# Stihl BG-75 Blower surging at WOT



## geogrubb (Jul 28, 2006)

Ok, oh great wizards of small combustion engines, I have a problem that really has me confused. It will not run at full throttle. This is a Sthil FG75 Blower with a Zama C1Q carb, the carb does not have a H and L adjustment screws, only the single Main Fuel Adjustment screw. It uses and RB-66 rebuild kit. When I received the blower it had old fuel, I put in new fuel, I would start but not stay running, it would spit, sputter and eventuall die. Since then, I carb disassembled and cleaned with spray carb cleaner and brake parts cleaner in all available holes cracks and crevases(the Zama website says not to soak in dip cleaner), I also didn't use a high pressure hose to blow through the holes only the carb cleaner which was Berryman B-12 Chentool. A carb rebuild kit was installed(RB-66), attention was paid to gasket,diaphragm sequence etc. and all that stuff. Fuel lines were flushed, filter/fuel pickup checked and clean. It started but would not go to full throttle.
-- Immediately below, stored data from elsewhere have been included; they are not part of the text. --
PR #1788, opened 2021-04-19
feat: embed assets in api binary

### LINKED ISSUE #1391: feat: embed all generated web assets into api binary
# Feature request

Embed all generated web assets into api binary, so it would be convenient to run or deploy the dashboard.

Just like grafana.

bisakhmondal:

- [ ] Bugfix
- [x] New feature provided
- [ ] Improve performance
- [ ] Backport patches

[Comment #1391 ](https://github.com/apache/apisix-dashboard/issues/1391#issuecomment-821702445)

**Related issues**

resolve #1391 

**Checklist:**


bisakhmondal:
As `go:embed` and related package `io/fs` has been introduced in stable go version 1.16, we need to update the CI in the master branch. We can cherry-pick the CI update commit from this PR. 
cc @nic-chen

bisakhmondal:
go1.16 has been added to the environment
https://github.com/apache/apisix-dashboard/pull/1788/checks?check_run_id=2380595572#step:4:10

but still `api/test/shell/cli_test.sh` is using 1.15
https://github.com/apache/apisix-dashboard/pull/1788/checks?check_run_id=2380595572#step:6:79

any idea why🤔

nic-chen:
hi @bisakhmondal 
I think we should also embed `dag-to-lua`, see:
https://github.com/apache/apisix-dashboard/blob/master/api/build.sh#L38-L42

bisakhmondal:
> hi @bisakhmondal
> I think we should also embed `dag-to-lua`, see:
> https://github.com/apache/apisix-dashboard/blob/master/api/build.sh#L38-L42

Okay. Let me have a look. I'll update it accordingly. Thanks :)

bisakhmondal:
Hii, what about `conf.yaml`, do we also have to embed this?

nic-chen:
> Hii, what about `conf.yaml`, do we also have to embed this?

should not embed it. people need to change configuration in it.

Makefile
```diff
@@ -50,10 +59,17 @@ endif
...
 endif
-
+	@if [ "${GO_MAJOR}" -lt "${REQUIRED_MIN_GO_MAJOR}" ] ; then \
+		echo "ERROR: Need to install golang 1.16+ first"; \
+		exit 1; \
+	fi
+	@if [ "${GO_MINOR}" -lt "${REQUIRED_MIN_GO_MINOR}" ] ; then \
+		echo "ERROR: Need to install golang 1.16+ first"; \
+		exit 1; \
+	fi
```
starsz, line 72: The logic will make a mistake if we use the go version like 2.0 in the future.
: )

api/internal/route.go
```diff
@@ -54,10 +55,13 @@ func SetUpRouter() *gin.Engine {
 	r := gin.New()
 	logger := log.GetLogger(log.AccessLog)
 	r.Use(filter.CORS(), filter.RequestId(), filter.IPFilter(), filter.RequestLogHandler(logger), filter.SchemaCheck(), filter.RecoverHandler())
-	r.Use(static.Serve("/", static.LocalFile(filepath.Join(conf.WorkDir, conf.WebDir), false)))
-	r.NoRoute(func(c *gin.Context) {
-		c.File(fmt.Sprintf("%s/index.html", filepath.Join(conf.WorkDir, conf.WebDir)))
-	})
+	filesystem := fs.FS(StaticFiles)
+	subtree, err := fs.Sub(filesystem, "html")
+
```
starsz, line 60: Redundant line.

api/internal/route.go
```diff
@@ -54,10 +55,13 @@ func SetUpRouter() *gin.Engine {
...
+	if err != nil {
+		log.Errorf("%s\n", err)
```
starsz, line 62: I think we should panic here if we can't embed assets in API binary.

api/test/shell/cli_test.sh
```diff
@@ -118,45 +118,45 @@ if [[ `grep -c "INFO" ./error.log` -eq '0' ]]; then
...
-$workDir/manager-api stop
-sleep 6
-cd -
-rm -rf html
-
-if [[ $res != "hi~" ]]; then
-    echo "failed: manager-api cant run on a different path"
-    exit 1
-fi
+# workDir=$(pwd)
```
starsz, line 121: I think we can remove them if we don't use them.

starsz:
As we talked about the issue. https://github.com/apache/apisix-dashboard/issues/1391#issuecomment-824492523

> provide a flag to use the embed or the external assets in startup?

We need a flag to use the embed or the external assets in a startup.

Makefile
bisakhmondal: Why I wrote such horrible logic🤣🤣
Changing ASAP

bisakhmondal: Why I wrote such horrible logic🤣🤣
Changing ASAP

api/internal/route.go
bisakhmondal: Okay!! I thought users could opt to operate through CLI even without the UI, so skipped intentionally.
changing..

api/test/shell/cli_test.sh
bisakhmondal: Cool

bisakhmondal:
> As we talked about the issue. [#1391 (comment)](https://github.com/apache/apisix-dashboard/issues/1391#issuecomment-824492523)
> 
> > provide a flag to use the embed or the external assets in startup?
> 
> We need a flag to use the embed or the external assets in a startup.

You mean, a flag on manager-api itself (cobra commands), right?

starsz:
> > As we talked about the issue. [#1391 (comment)](https://github.com/apache/apisix-dashboard/issues/1391#issuecomment-824492523)
> > > provide a flag to use the embed or the external assets in startup?
> > 
> > 
> > We need a flag to use the embed or the external assets in a startup.
> 
> You mean, a flag on manager-api itself (cobra commands), right?

No. I think a flag on `Makefile` would be better.

nic-chen:
hi @bisakhmondal  please sync code form branch master

juzhiyuan:
and the conflicts too :)

Makefile
bisakhmondal: fixed

api/internal/route.go
bisakhmondal: fixed

bisakhmondal:
Hi guys,
regarding embedding the static lua codes into the binary,

this is the method that handles the conversion of lua code, but I am not getting how this is done!!
https://github.com/apache/apisix-dashboard/blob/a59e8eff7ecdf38c197b4678c34d2fd15f364f72/api/internal/handler/route/route.go#L271-L306

The documentation in `gopher-lua` is not that good.
Could anyone give me some details?

It seems pointing to the directory is enough, but after the embedding, it's going to be an **in-memory filesystem**.
I haven't found such apis in gopher-lua, could you please guide me?
Thanks.

nic-chen:
> Hi guys,
> regarding embedding the static lua codes into the binary,
> 
> this is the method that handles the conversion of lua code, but I am not getting how this is done!!
> https://github.com/apache/apisix-dashboard/blob/a59e8eff7ecdf38c197b4678c34d2fd15f364f72/api/internal/handler/route/route.go#L271-L306
> 
> The documentation in `gopher-lua` is not that good.
> Could anyone give me some details?
> 
> It seems pointing to the directory is enough, but after the embedding, it's going to be an **in-memory filesystem**.
> I haven't found such apis in gopher-lua, could you please guide me?
> Thanks.

Are there any related error logs?

bisakhmondal:
>Are there any related error logs?

Hi @nic-chen, sorry I didn't get it.

The snippet I mentioned earlier was the existing code that we are using for Lua to go compiler VM. Till now, I couldn't figure out the workaround as after embedding the dag-to-dua package will be an in-memory filesystem (no way I can make `os.Chdir` and `local dag_to_lua = require 'dag-to-lua'` to import the package  ). 

All I can do is, read the content of the individual script from the directory stored in memory fs as per the current set of apis exposed through the go official `io/fs` package [link](https://golang.org/pkg/io/fs/)

Another way we can tackle this by reading and joining the individual scripts into a monolithic script. what do you think?

I don't know Lua (wishing to give it a try real soon 😄), so it would be great to have some heads up on this topic :)

bisakhmondal:
@nic-chen Something just come up into my mind. Let me know what you think about it.
Since our main goal is to create a single binary, we can tackle the issue (I've described earlier) by this way,

step-1
`during build : `  it involves downloading the lua scripts and integrate it into a single binary.
[now the lua package is in memory whenever the manager api will start]

step-2 
`running manager-api : ` whenever the  binary of manager-api will be loaded into memory, along with jobs including writing pid file, ..., it will have another job that is writing the lua package into temporary directory (`os.TempDir()`).

step-3 
`cleanup during stop: ` Optional.

Now, this approach won't affect the current way we are translating the Lua script.

starsz:
Hi, @bisakhmondal 

>  it will have another job that is writing the lua package into temporary directory (`os.TempDir()`).
I don't get the point of this line, can you give more details about it ?

bisakhmondal:
> Hi, @bisakhmondal
> 
> > it will have another job that is writing the lua package into temporary directory (`os.TempDir()`).
> > I don't get the point of this line, can you give more details about it ?

Sure. Actually because of this
https://github.com/apache/apisix-dashboard/blob/a59e8eff7ecdf38c197b4678c34d2fd15f364f72/api/internal/handler/route/route.go#L280-L296

Line 281: navigating to lua package directory
Line 296: Importing the package from the same directory.

But the issue is with import when the package is in a filesystem that is inside memory/RAM (due to embedding).
So, as a workaround, we can  do something like
1. embed the package. {provides the flexibility of a single binary}
2. when manager-api starts, it will dump the memory content of the package into a temp directory (maybe say /tmp). Now it'll work fine.
What do you think?

nic-chen:
> @nic-chen Something just come up into my mind. Let me know what you think about it.

hi, @bisakhmondal , LGTM. But I think it’s better to put it in the `[WorkDir](https://github.com/apache/apisix-dashboard/blob/master/api/cmd/managerapi.go#L91)`, not in a temporary directory.

bisakhmondal:
Aye Aye, Captain😄

api/internal/route.go
```diff
@@ -91,3 +94,55 @@ func SetUpRouter() *gin.Engine {
...
+
+func serve(urlPrefix string, fss fs.FS) gin.HandlerFunc {
+	fileserver := http.FileServer(&spaFileSystem{http.FS(fss)})
+	if urlPrefix != "" {
+		fileserver = http.StripPrefix(urlPrefix, fileserver)
+	}
+	return func(c *gin.Context) {
+
+		if c.Request.Method == "GET" &&
+			(exists(urlPrefix, c.Request.URL.Path, &fss) || !isBlacklisted(c.Request.URL.Path)) {
```
bisakhmondal, line 124: the `exists` method and `isBlacklisted` are doing the same work in different ways. Please let me know which one should be perfect.

bisakhmondal:
Hi, the tasks are done.
The PR is ready to be reviewed.

api/build.sh
```diff
@@ -32,13 +35,13 @@ set -x
 export ENV=local
 pwd=`pwd`
 
-rm -rf output && mkdir -p output/conf && mkdir -p output/dag-to-lua
+rm -rf output && mkdir -p output/conf && mkdir -p ./api/cmd/dag-to-lua
```
nic-chen, line 38: oh, why change `output` to `api/cmd` ?

api/cmd/html/index.html
```diff
@@ -0,0 +1,36 @@
+<!--
```
nic-chen, line 1: we should remove this file. an build it form source when building a binary.

api/internal/route.go
nic-chen: I don't quite understand why these two functions are the same. .

api/test/shell/cli_test.sh
```diff
@@ -117,47 +117,8 @@ if [[ `grep -c "INFO" ./error.log` -eq '0' ]]; then
...
-sleep 6
-rm -fr $distDir
-
-if [[ $res != "hi~" ]]; then
-    echo "failed: manager-api can't run with -p flag out of the default directory"
-    exit 1
-fi
-cd $workDir && git checkout conf/conf.yaml
-
 # test start info
```
nic-chen, line 122: we should add test cases for changes.

api/internal/utils/pid.go
```diff
@@ -30,16 +30,14 @@ func WritePID(filepath string) error {
 		return fmt.Errorf("instance of Manager API already running: a pid file exists in %s", filepath)
 	}
 	pid := os.Getpid()
-	f, err := os.OpenFile(filepath, os.O_WRONLY|os.O_CREATE|os.O_TRUNC|os.O_CREATE, 0600)
+	f, err := os.OpenFile(filepath, os.O_WRONLY|os.O_CREATE|os.O_TRUNC, 0600)
```
starsz, line 33: Just want to know why we should change it.

bisakhmondal: Hi, actually the `O_CREATE` flag had multiple occurrences :)

api/build.sh
```diff
@@ -22,6 +22,9 @@ GITHASH=$(cat ./.githash 2> /dev/null || HASH="ref: HEAD"; while [[ $HASH == ref
 
 GOLDFLAGS="-X github.com/apisix/manager-api/internal/utils.version=${VERSION} -X github.com/apisix/manager-api/internal/utils.gitHash=${GITHASH}"
 
+# Ensuring clean state
+# rm -rf api/cmd/dag-to-lua && git checkout  api/cmd/dag-to-lua
```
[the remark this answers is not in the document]
bisakhmondal: Yeah sure

api/internal/route.go
bisakhmondal: Actually its all because Single Page Application strategy followed by React.js. As there is a single `index.html` and each time for a different route the sameDOM gets updated.

Actually for web server the `exists` methods makes sense, as the serving is acted as a middleware, obviously we wouldn't wish to shove HTML content for each request, some condition checking must be there. `exists` check is the required resource file (got through the request path) is present in the HTML directory, if yes, send the file and terminate the request from further propagation, else pass the request to next middleware.

This was okay until I checked with direct route pasted on the browser for eg, (localhost:9000/route/list), as it was not propagated from index.html the `exists` didn't work. But rest of the cases from login to page visits, logout everything was fine.

So I came up with `isBlacklisted`, if the route prefix is not HTML blacklisted for example `/admin` or `/ping` and the request type is `GET` serve the static HTML.

api/build.sh
bisakhmondal: for two reasons :) 
1. we cant embed an empty directory.
2. the embedded directory must be inside the package directory or subdirectory. for `// go:embed` to works.
>Go source files that import "embed" can use the //go:embed directive to initialize a variable of type string, []byte, or FS with the contents of files read from the package directory or subdirectories at compile time.


[reference](https://golang.org/pkg/embed/)

api/cmd/html/index.html
bisakhmondal: same as https://github.com/apache/apisix-dashboard/pull/1788#discussion_r634528665

As we have to provide an option not to embed the web build. We can't leave an empty directory.

api/test/shell/cli_test.sh
bisakhmondal: Yes, I can add tests for when the web build is not embedded, as comparing less content is easy.
But when web build is embedded, I'm not sure how to do it.
Do you have a plan?

api/cmd/html/index.html
nic-chen: not to embed empty dir, build `html` before embed it

bisakhmondal: hi, are you sure? Won't that be time-consuming during testing and development?
BTW, the file gets replaced by the actual build when we issue a full build.
let me know what you think.

nic-chen: Sure. Maybe we could add a parameter, `make api-run` does not need to embed, `make build` does.

bisakhmondal: Yes, that's exactly what I have added. 
`make build` full build with the web embed.
`make api-run` run without embed.
[new] `make api-build` build(just the manager-api) without embed.

Now as you see, we have 2 cases when we are not building web assets. maybe as a substitute for this current `index.html`, we can create an empty directory `html` and an empty file, maybe `keep.keep`. This would work fine. But I thought, instead of an empty file an HTML with a suitable message (`The build is partial`) would be appropriate.
So should we go with the other option just I mentioned?

starsz (commented):
There is an empty file `api/cmd/dag-to-lua/keep`.

starsz:
Now, we don't have a method that doesn't embed assets in API binary?

bisakhmondal:
> Now, we don't have a method that doesn't embed assets in API binary?

yes, the good old `make api-run` doesn't embed web assets and lua scripts.
And newly introduced `make api-build` creates a build without embedding web assets.



> There is an empty file `api/cmd/dag-to-lua/keep`.

Yes, that's an ongoing discussion, please share your views,
https://github.com/apache/apisix-dashboard/pull/1788#discussion_r634528665
https://github.com/apache/apisix-dashboard/pull/1788#discussion_r634248776
thanks :)

api/cmd/html/index.html
bisakhmondal: Just a thought, How about adding the dag-to-lua package as a git submodule. instead of downloading and unzipping.

nic-chen: > Yes, that's exactly what I have added.

so why do you think that will be time-consuming?

We cannot embed old files, but files built from the current source.

bisakhmondal: Oh, actually I thought for every build, you wish to build HTML
> We cannot embed old files, but files built from the current source.

Yes the current code also ensures that too[ref](https://github.com/apache/apisix-dashboard/pull/1788/files#diff-76ed074a9305c04054cdebb9e9aad2d818052b07091de1f20cad0bbac34ffb52R46-R49)
`	rm -rf api/cmd/html && git checkout api/cmd/html/ && api/build.sh && mkdir -p output/logs`

The `rm -rf` and `checkout` is helpful because I have excluded all build files except `index.html` from the HTML dir.

To be honest, the static index.html serves two purpose
1. preventing the error from go embed the empty directory.
2. Instead of filling the directory with some garbage file, an HTML with a message seems reasonable. As anyways it will get replaced by web build's index.html.

Let me know what changes should I make

PR #1795, opened 2021-04-19
ci: cancel duplicate workflow to reduce CI queue time

Yiyiyimu:

- [ ] Bugfix
- [ ] New feature provided
- [ ] Improve performance
- [ ] Backport patches
- [x] None of above

The Github Actions - cancel workflow have already been applied in apisix and it works well, so try to also import it here.

> We always wait for CI queue time, and we always trying to reduce waiting time. Here is another method to achieve it.
> 
> The method is that whenever a new commit added to PR, the previous running CI could be canceled since it is of no use. This could be achieved by using Github API, find the workflow on the same branch but with different SHA. And we could achieve this with [potiuk/cancel-workflow-runs](https://github.com/potiuk/cancel-workflow-runs) which is also [used in Apache Airflow](https://github.com/apache/airflow/blob/master/.github/workflows/build-images-workflow-run.yml).
> 
> To bypass the limit of third party Actions, [the recommendation provided by Apache Infra](https://cwiki.apache.org/confluence/display/BUILDS/GitHub+Actions+status#GitHubActionsstatus-Security) is to use submodules.
> 
> Since the "cancel" workflow could only be triggered after merged, so I could not test it in this PR. Thus I duplicate the same situation in my own repo, and it works as expect. See https://github.com/Yiyiyimu/GithubActionsTest/pull/5 you could find previous running workflow got cancelled when a new one coming in. Also see https://github.com/Yiyiyimu/GithubActionsTest/runs/2344066993?check_suite_focus=true for cancellation detail.

**Checklist:**


.github/workflows/workflow-cancel.yaml
```diff
@@ -0,0 +1,29 @@
+name: Cancelling Duplicates
+on:
+  workflow_run:
+    workflows:
+      - 'Frontend e2e test'
```
juzhiyuan, line 5: Very Cool!!!

juzhiyuan (approved):
Cool!!!!

Just ignored the Netlify Error

LiteSun (approved):

nic-chen (approved):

I ran 1/4 tank of fuel with heavy concentration of Chevron Chemtron Fuel System Cleaner at idle, removed muffler, burned all the oily gunk from the muffler, the piston, rings and cylinder walls were spotless. Now it will start first pull and idle but will bog and surge as I give it throttle. I actually got it to full throttle while playing with the throttle and choke at the same time, then when at full throttle I removed the choke and it remained a full throttle until I released the throttle(5 min) then it was back to the bogging. I did not remove the welch plug. That's as detail as I can get, sorry for being so long winded. Have a nice day. Geo


----------



## repair_guy (May 9, 2004)

Well Geo,sounds to me that you have the mettering lever set too low,or the inlet screen is restricting the fuel flow.


----------



## geogrubb (Jul 28, 2006)

repair guy
I checked it but will check again it says .012 but I didnt use a Zama tool. I'm going into it again but am going to soak for 20 min and use high pressure hose. The darn oil filler plug broke on my compresson and am waiting for a new one. I will post the results when available. Have a nice day. Geo


----------